══ The data
PR #636, opened 2020-01-05
Feature/dev get param

### LINKED ISSUE #336: [TASK] Support wfa_ca in agent

tomereli:
For controller certification, dev_get_parameter is always ALid which is why it is hard-coded in prplMesh.
When the request is for the agent, it can either be ALid or macaddr, so this needs to be fixed.

When the parameter is macaddr, it includes the ruid and ssid, so the UCC agent listener should fetch the information from the VAPs configuration MAP - see attached card.

This PR adds generic dev_get_parameter support to both the controller and agent, with identical implementation for the case where `parameter=ALid`, and implements the case where `parameter=macaddr` in the agent ucc listener.

In addition, this PR fixes several minor bugs preventing the VAPs to be updated in the UCC agent, and finally adds a test in `test_flows.sh` which will make sure that `dev_get_parameter` will not be broken easily in the future by using and checking it in ap_config_renew test.

Fixes #336

### DIFF
--- a/agent/src/beerocks/slave/agent_ucc_listener.cpp
+++ b/agent/src/beerocks/slave/agent_ucc_listener.cpp
@@ -97,6 +97,22 @@ void agent_ucc_listener::update_vaps_list(std::string ruid, beerocks_message::sV
 }
 
 /**
+ * @brief get parameter command
+ *
+ * get agent parameter
+ *
+ * @param[in] params command parsed parameter map
+ * @param[out] value returned parameter or error on failure
+ * @return true on success
+ * @return false on failure
+ */
+bool agent_ucc_listener::handle_dev_get_param(std::unordered_map<std::string, std::string> &params,
+                                              std::string &value)
+{
+    value = "parameter " + params["parameter"] + " not supported";
+    return false;
+}
+/**
  * @brief Validate if the 'dest_alid` MAC address matches the controllers MAC address.
  * 
  * @param[in] dest_alid Agent bridge MAC address.
--- a/agent/src/beerocks/slave/agent_ucc_listener.cpp
+++ b/agent/src/beerocks/slave/agent_ucc_listener.cpp
@@ -109,6 +109,32 @@ void agent_ucc_listener::update_vaps_list(std::string ruid, beerocks_message::sV
 bool agent_ucc_listener::handle_dev_get_param(std::unordered_map<std::string, std::string> &params,
                                               std::string &value)
 {
+    if (params["parameter"] == "macaddr") {
+        if (params.find("ruid") == params.end()) {
+            value = "missing ruid";
+            return false;
+        }
+        if (params.find("ssid") == params.end()) {
+            value = "missing ssid";
+            return false;
+        }
+        auto ruid = network_utils::mac_to_string(std::stoull(params["ruid"], nullptr, 16));
+        auto ssid = params["ssid"];
+
+        auto it = vaps_map.find(ruid);
+        if (it == vaps_map.end()) {
+            value = "ruid " + ruid + " not found";
+            return false;
+        }
+        for (const auto &vap : it->second.vaps) {
+            if (std::string(vap.ssid) == ssid) {
+                value = network_utils::mac_to_string(vap.mac);
+                return true;
+            }
+        }
+        value = "macaddr not found for ruid " + ruid + " ssid " + ssid;
+        return false;
+    }
     value = "parameter " + params["parameter"] + " not supported";
     return false;
 }
--- a/common/beerocks/bcl/include/bcl/beerocks_ucc_listener.h
+++ b/common/beerocks/bcl/include/bcl/beerocks_ucc_listener.h
@@ -46,6 +46,8 @@ protected:
                                           const std::string &dest_mac = std::string()) = 0;
     virtual bool handle_dev_set_config(std::unordered_map<std::string, std::string> &params,
                                        std::string &err_string)                        = 0;
+    virtual bool handle_dev_get_param(std::unordered_map<std::string, std::string> &params,
+                                      std::string &value)                              = 0;
 
     enum class eUccListenerRunOn : uint8_t {
         CONTROLLER,
--- a/common/beerocks/bcl/source/beerocks_ucc_listener.cpp
+++ b/common/beerocks/bcl/source/beerocks_ucc_listener.cpp
@@ -651,21 +651,32 @@ void beerocks_ucc_listener::handle_wfa_ca_command(const std::string &command)
         break;
     }
     case eWfaCaCommand::DEV_GET_PARAMETER: {
-
-        // For controller certification, the following command is received to get the ALid:
-        // DUT (127.0.0.1:5000) ---> dev_get_parameter,program,map,parameter,ALid
-
+        std::unordered_map<std::string, std::string> params{{"parameter", ""}};
+        if (!parse_params(cmd_tokens_vec, params, err_string)) {
+            LOG(ERROR) << err_string;
+            reply_ucc(eWfaCaStatus::INVALID, err_string);
+            break;
+        }
         if (!reply_ucc(eWfaCaStatus::RUNNING)) {
             LOG(ERROR) << "failed to send reply";
             break;
         }
-
-        std::string alid;
-        if (!net::network_utils::linux_iface_get_mac("br-lan", alid)) {
-            reply_ucc(eWfaCaStatus::INVALID, "FAIL");
+        auto parameter = params["parameter"];
+        std::transform(parameter.begin(), parameter.end(), parameter.begin(), ::tolower);
+        std::string value;
+        if (parameter == "alid") {
+            if (!net::network_utils::linux_iface_get_mac("br-lan", value)) {
+                LOG(ERROR) << "failed to get br-lan mac address";
+                reply_ucc(eWfaCaStatus::ERROR, "failed to get br-lan mac address");
+                break;
+            }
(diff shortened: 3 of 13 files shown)


tomereli:
[Fix dev_get_parameter for agent](https://trello.com/c/VEs3QFn4/11-fix-devgetparameter-for-agent)

common/beerocks/bcl/source/beerocks_ucc_listener.cpp
```diff
@@ -651,21 +651,18 @@ void beerocks_ucc_listener::handle_wfa_ca_command(const std::string &command)
...
-        if (!net::network_utils::linux_iface_get_mac("br-lan", alid)) {
-            reply_ucc(eWfaCaStatus::INVALID, "FAIL");
-        }
-
-        reply_ucc(eWfaCaStatus::COMPLETE, std::string("aLid,") + alid);
+        std::string value;
+        if (!handle_dev_get_param(params, value))
+            reply_ucc(eWfaCaStatus::ERROR, value);
+        else
+            reply_ucc(eWfaCaStatus::COMPLETE, value);
```
arnout: I think it makes more sense to keep the ALid handling in the superclass.

Also, I think it would be a good idea to make 'parameter' a mandatory parameter. So we end up with something like:

```
std::unordered_map<std::string, std::string> params {{"parameter"}};
if (!parse_params(cmd_tokens_vec, params, err_string)) {
    ...
}
 if (!reply_ucc(eWfaCaStatus::RUNNING)) {
       LOG(ERROR) << "failed to send reply";
        break;
}
auto parameter = params["parameter"];
if (parameter == "ALid") {
     std::string alid;
     ...
} else if (!handle_dev_get_param(parameter, params, value)
...
```

agent/src/beerocks/slave/agent_ucc_listener.cpp
```diff
@@ -98,6 +98,19 @@ void agent_ucc_listener::update_vaps_list(std::string ruid, beerocks_message::sV
     vaps_map[ruid] = vaps;
 }
 
+bool agent_ucc_listener::handle_dev_get_param(std::unordered_map<std::string, std::string> &params,
+                                              std::string &value)
+{
+    value = "FAIL";
+    if (params["parameter"] == "ALid") {
```
arnout: Shouldn't this be case-insensitive comparison, i.e. convert the parameter to lowercase first and then compare with "alid"?

common/beerocks/bcl/include/bcl/beerocks_ucc_listener.h
```diff
@@ -46,6 +46,8 @@ class beerocks_ucc_listener : public socket_thread {
                                           const std::string &dest_mac = std::string()) = 0;
     virtual bool handle_dev_set_config(std::unordered_map<std::string, std::string> &params,
                                        std::string &err_string)                        = 0;
+    virtual bool handle_dev_get_param(std::unordered_map<std::string, std::string> &params,
```
arnout, line 49: Shouldn't we add a doxygen?

agent/src/beerocks/slave/agent_ucc_listener.cpp
```diff
@@ -108,6 +108,27 @@ bool agent_ucc_listener::handle_dev_get_param(std::unordered_map<std::string, st
...
+        }
+        if (params.find("ssid") == params.end()) {
+            value += " missing ssid";
+            return false;
+        }
+        auto ruid = network_utils::mac_to_string(std::stoull(params["ruid"], nullptr, 16));
+        auto ssid = params["ssid"];
+
+        value += " macaddr not found for ruid " + ruid + " ssid " + ssid;
+        if (vaps_map.find(ruid) == vaps_map.end())
```
arnout:
```
auto vaps = vaps_map.find(ruid);
if (vaps = vaps_map.end())
    return false;
for (auto vap : *vaps)
    ...
```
════
**Required action**
Using the material above, copy every line in which the string "send" occurs.

**Exercise output**
             LOG(ERROR) << "failed to send reply";
       LOG(ERROR) << "failed to send reply";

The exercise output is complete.